The latest BBBT presentation was from HP Vertica’s Will Cairns and Steve Sarsfield. I know it’s hard to miss HP’s presence in any market, but for those few of you who may have done so HP acquired Vertica in early 2011. Vertica is a columnar database focused on large data sources for analytics. Will and Steve were a good tag team, switching back and forth as need be; so unlike other presentation reviews I will rarely be noting who said what.
The smallest installation they mentioned runs on HP Vertica is 1.5 terabytes up to very large ones such as at Facebook, their largest customer. Without a doubt, HP plays at the larger end of the analytics market. They have a strong and powerful database and it seems HP’s hardware experience and Vertica’s database knowledge seems to have been integrated far better than other HP acquisitions in the previous decade.
The problem I often come back to discuss, whether talking about a startup or a company such as HP, is the issue of technical problems versus business solutions.
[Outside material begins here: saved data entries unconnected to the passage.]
PR #2149, opened 2024-02-23
Convert to bun:test for our tests, remove codecov

coolsoftwaretyler:

This PR will convert our Jest test to [bun test](https://bun.sh/docs/cli/test). This offers us a few advantages:

1. Huge improvement in speed (locally, I see ~2-3x improvement)
2. Native support for TypeScript, so no need for `ts-jest`
3. Without the need for `ts-jest` and `jest` itself, we reduce our `devDependencies` as well
4. Since we [have moved over to Bun for dependency management and script running](https://github.com/mobxjs/mobx-state-tree/pull/2148), this makes our development tooling more consistent overall.
5. This also removes [codecov](https://www.npmjs.com/package/codecov), partially because we didn't take the time to implement it with Bun, but also because that package is deprecated, and I don't think our token has been working for some time. We discussed this in the maintainer chat and agreed.
6. Fixes a missing `MstError` from a rebase

## Steps to validate locally

1. Make sure you have [latest Bun installed](https://bun.sh/docs/installation)
7. Pull down this branch
8. Run `bun install`
9. Then run `bun test:all` - tests should pass.
10. If you time it with `time bun test:all`, you can measure its runtime. Here's what I got on my 2020 Macbook Pro with Intel i7/32 GB RAM:

```
bun test:all  14.55s user 6.84s system 100% cpu 21.302 total
```

Compare this to the `yarn test:all` run in `master`, which reports:

```
Ran all test suites.
✨  Done in 75.39s.
```

Ran it with `time yarn test:all` and got slightly better results but with a lot more CPU usage:

```
yarn test:all  178.77s user 24.75s system 432% cpu 47.026 total
```


coolsoftwaretyler:
I was able to get this working with a little bit of bash scripting. I don't love it, but since the Bun test runner [doesn't behave precisely like `jest -i`](https://github.com/oven-sh/bun/issues/1825#issuecomment-1961563691), someone recommended [this command instead](https://github.com/oven-sh/bun/issues/1825#issuecomment-2003453515), which we can chain together to get full tests running with minimal skips and changes.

Will Cairns did say one thing that should be paid attention to by many who talk about unstructured data. His very accurate point is that “unstructured data doesn’t stay unstructured long.” We talk about conversations as unstructured, but to get information from those, we must part the syntax of sentences, look for key words and meaning, and extract semantics with meaning. Those items can then be similarly structured in order to compare, analyze and draw conclusions.
However, the weak spot in his eyes is his title. He constantly referred to “supporting data scientists” rather than supporting data science. As the programmers who know statistics create more and more packages that can analyze data, it’s the analytical capabilities being provided to business people that matters, not the people who call themselves data scientists who also just exist to serve the end business use.
One interesting techie note about their MPP database is that there isn’t an automatic lead node. While there’s no independent analysis for intelligence allocation of notes other than, it seems, basic load balancing, the idea that you can automatically define a lead node based on balancing, not before, does imply a good ability to manage distributed resources.
One thing I’ve asked a few folks who push columnar databases came up again in this presentation. They were talking about something called projections, which seemed to be ways to index the data for faster access. However, they claimed it’s not indexing but gave no clear explanation.
I then asked the question that always intrigues me. It’s clear that columnar databases have a great strength in analytics across records because indexes aren’t needed for columns, but it’s clear that both row and column based analyses have value, so getting a clearer picture how any database supports both would seem to be important. I pointed out that indexes in row-based databases exist to allow faster search of columns. The question is: What techniques are used to speed up row based searches in columnar databases if no indexes exist. They didn’t have an answer.
One slide that created a great conversation was one of the types of analytics and their definitions. Claudia Imhoff and others questioned the difference between predictive, prescriptive and pre-emptive analytics. While better clarity is definitely needed, the attempt is a great conversation starter for the industry.
HP Vertica seems to be a database that should be evaluated for large data volume analytics. However, they seem to have a focus on the technology not on why companies want the technology. There was no real discussion of results, or of partnerships with BI vendors to provide end user value. I expect that successful sales won’t be purely HP. They are focused purely on IT and programmers who are building very complex algorithms. They’ll need either a channel or ISV partner to round out the picture to an enterprise who needs to see the full business value chain.
It seems to be a very strong product, but only part of the solution.